- Operation name: Operation Everglades

Participants
- Executed by: U.S. Drug Enforcement Administration (DEA)
- Countries participating: United States

Timeline
- Date executed: 1981–1984

= Operation Everglades =

1980s counter-drug operation in Florida

Operation Everglades was a large American drug interdiction operation in Collier County, Florida, that took place between 1981 and 1984, during the "war on drugs".

== Operation ==
During July 1981 Operation Everglades was implemented to identify and neutralize marijuana drug traffickers operating along the southwest coast of Florida. The U.S. Drug Enforcement Administration, United States Coast Guard, U.S. Customs Service, Internal Revenue Service, and the Collier County Sheriff's Office joined in this investigation.

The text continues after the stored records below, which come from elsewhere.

PR #68, opened 2019-05-10
sarkars/Ensure grappler is enabled, and attach device

sayantan-nervana:


tools/tf2ngraph.py
```diff
@@ -177,6 +177,11 @@ def save_model(gdef, format, location):
     }[format](gdef, location)
 
 
+def attach_device(gdef):
+    for n in gdef.node:
+        n.device = "/job:localhost/replica:0/task:0/device:cpu:0"
```
avijit-nervana: Loogs good. But we need to ensure that if a node already has the device attached - then we skip that - no?

PR #74, opened 2019-05-13
Sarkars/enc to enc shared tensors

sayantan-nervana:
Looking for these 2 patterns:
E1<--E3-->E2
E1<--TF-->E2

Pre-req for enc-to-enc tensor sharing


src/enable_variable_ops/ngraph_rewrite_pass.cc
```diff
@@ -282,7 +282,7 @@ class NGraphEncapsulationPass : public NGraphRewritePass {
     // 4. Encapsulate clusters then, if requested, dump the graphs.
     FunctionDefLibrary* fdeflib_new = new FunctionDefLibrary();
     TF_RETURN_IF_ERROR(
-        EncapsulateClusters(options.graph->get(), idx, fdeflib_new));
+        EncapsulateClusters(options.graph->get(), idx, fdeflib_new, nullptr));
```
sayantan-nervana: Passing in `nullptr`: Right now we are not using the information we collect (Only unit test is using this info)

src/ngraph_encapsulate_clusters.cc
```diff
@@ -506,7 +507,105 @@ Status EncapsulateClusters(Graph* graph, int graph_id,
...
+                if (in_neighbour_out_edge->src_output() ==
+                    in_neighbour_edge->src_output()) {
+                  in_neighbour_out_src_slot =
+                      in_neighbour_out_edge->src_output();
+                  // Add the source of the shareable group
+                  add_to_group(in_neighbour, true, in_neighbour_out_src_slot,
+                               new_group);
+                }
+                // Add the sinks of the shareable group
+                add_to_group(in_neighbour_out, false, in_neighbour_out_dst_slot,
```
shresthamalik: The sink should only be added to the group if the 
```
in_neighbour_out_edge->src_output() ==
                    in_neighbour_edge->src_output()) 
```
ie the sink should be also part of the if? no?

shresthamalik: For a graph like below, it seems E2 and E3 are put in the same shared group, when they should not be
```
E1 (output index 1) -----> E2
(output index 0)
|
|
E3
```

sayantan-nervana: Will check this, and add a UT. Thanks

shresthamalik: Would this pseudo-algo be simpler?
```
 For each node:
          create new_grp
          Look at all output edges with src_output_index, i
                     if dst node is enc
                              Add the dstNode_input_id to the new_grp
         if node is enc
                    Add the node_output_id to the new_grp
         if new_grp is trivial 
                   Discard it
```

test/graph_rewrites/encapsulate_clusters_test.cc
```diff
@@ -113,6 +113,210 @@ TEST(EncapsulateClusters, PopulateLibrary) {
...
+  ASSERT_OK(EncapsulateClusters(&g, 0, fdeflib_new, &shared_tensors));
+
+  // There is only 1 group
+  ASSERT_EQ(shared_tensors.size(), 1);
+  // That group contains 2 shareable tensors
+  ASSERT_EQ(shared_tensors[0].size(), 3);
+
+  // Input slot 0 of encapsulate 0, 1 and 2 are shareable
+  ASSERT_EQ(shared_tensors[0], (std::set<string>{"0_0_0", "1_0_0", "2_0_0"}));
+}
```
shresthamalik: We can add tests with encapsulates with multiple inputs and outputs

PR #78, opened 2019-05-15
Sarkars/unify rewrite pass

sayantan-nervana:
Merge `ngraph_rewrite_pass` from vars-and-optimizers path to normal path


src/ngraph_rewrite_pass.cc
```diff
@@ -209,6 +214,15 @@ class NGraphEncapsulationPass : public NGraphRewritePass {
       return Status::OK();
     }
 
+#if defined(NGRAPH_TF_ENABLE_VARIABLES_AND_OPTIMIZERS)
```
sayantan-nervana: Technically we dont need the ifdef perhaps? `ReplaceModifiers` should not have any effect in grappler or normal paths

src/ngraph_rewrite_pass.cc
```diff
@@ -248,6 +262,15 @@ class NGraphEncapsulationPass : public NGraphRewritePass {
                  "Graph with Variables Rewritten for Tracking");
     }
 
+#if defined(NGRAPH_TF_ENABLE_VARIABLES_AND_OPTIMIZERS)
```
sayantan-nervana: Similarly, this could run in the normal/grappler path without any ill-effects right? so the ifdef could be removed

src/ngraph_rewrite_pass.cc
kanvi-nervana: Yes, perhaps but I would suggest to keep the ifdef for clarity.

src/ngraph_rewrite_pass.cc
kanvi-nervana: Sam as above.

src/ngraph_encapsulate_op.cc
```diff
@@ -44,8 +44,8 @@
 #endif
 
 #if defined(NGRAPH_TF_ENABLE_VARIABLES_AND_OPTIMIZERS)
-#include "enable_variable_ops/ngraph_catalog.h"
-#include "enable_variable_ops/ngraph_var.h"
+#include "ngraph_catalog.h"
+#include "ngraph_var.h"
```
shresthamalik: Why were these moved out?

src/ngraph_rewrite_pass.cc
```diff
@@ -29,6 +29,11 @@
 #include "ngraph_utils.h"
 #include "tf_graph_writer.h"
 
+#if defined(NGRAPH_TF_ENABLE_VARIABLES_AND_OPTIMIZERS)
+#include "ngraph_enter_in_catalog.h"
+#include "ngraph_replace_variable_modifiers.h"
```
shresthamalik: They can be included from outside the enable_variable_ops/ ?

sayantan-nervana: Generally i was trying to move out everything I could from the `src/enable_variable_ops` folder to `src` in the general effort to merge normal + enable_variable_ops

Are you saying we merge files in normal + enable_variable_ops that already existed in normal, but for new files (like `ngraph_enter_in_catalog.h`) we keep them in `src/enable_variable_ops`. That is a good idea too, in case we want to sort of logically partition `src` so that `src` doesn't become a huge file dump?

PR #80, opened 2019-05-16
Sarkars/tf2ngraph out savedmodel master

sayantan-nervana:
Without loading the .so library through load_library, the ngencapsulate op is not registered in op_def_registry. That causes savedmodel generation to fail. Fixing that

The operation was centred on Everglades City, Florida, a city surrounded by miles of waterways surrounded by mangrove forest and nearby Chokoloskee, Florida, an unincorporated island community. In the early 1980s the National Park Service announced it would ban commercial fishing in Everglades National Park from 1986, which led to economic uncertainty for the local residents. Residents, knowing the waterways, began drug running for Jamaican and Mexican cartels, sailing on fishing boats out to meet motherships to smuggle square grouper, earning up to a night. They dubbed themselves, "Saltwater Cowboys". In April 1983, Deputy Saunders of Collier County estimated that up to 225 of the 534 city residents were suspected of taking part in the smuggling.

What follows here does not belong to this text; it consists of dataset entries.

PR #84, opened 2019-05-24
Sarkars/Add file for batchmatmul, to fix interpreter build. Also new release

sayantan-nervana:
1. Updates ngraph version
2. Fix bazel build of `libinterpreter_backend.so`
3. Remove provenance tagging for now

### DIFF
--- a/python/setup.in.py
+++ b/python/setup.in.py
@@ -59,7 +59,7 @@ package_data_dict['ngraph_bridge'] = include_list
 
 setup( 
     name='ngraph_tensorflow_bridge',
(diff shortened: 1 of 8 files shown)


python/setup.in.py
```diff
@@ -59,7 +59,7 @@ def get_tag(self):
 
 setup( 
     name='ngraph_tensorflow_bridge',
-    version='0.12.0',
+    version='0.14.0-rc1',
```
avijit-nervana:
```suggestion
    version='0.14.0rc1',
```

Phase I of the operation was executed early morning on July 7, 1983. Authorities blocked off Florida State Road 29, the only entrance to the communities, and carried out arrest warrants, leading to the arrest of 39 defendants. Phase II was initiated immediately thereafter, and was concluded on June 29, 1984 with the arrest of 40 defendants. As part of Phase II, a DEA undercover vessel accepted delivery of 24,000 pounds of marijuana from a violator's mothership in April 1984. In May, the undercover agents met with the traffickers and brokers and arrested nine violators, six of whom were leaders of the drug organization. The joint federal, state, and county investigation resulted in arrests or indictments of 256 people, almost 80% of the adult male population. More than 580,000 pounds of marijuana, with an estimated value of more than $252 million, were seized, along with cars, boats, and property worth more than $5 million.

Phase III of Operation Everglades, now called Operation Trident, continued into 1986, where the State of Florida established a proprietary business.

== Reaction ==
Locals of Everglades City criticised the operation calling it a publicity stunt designed to humiliate the town.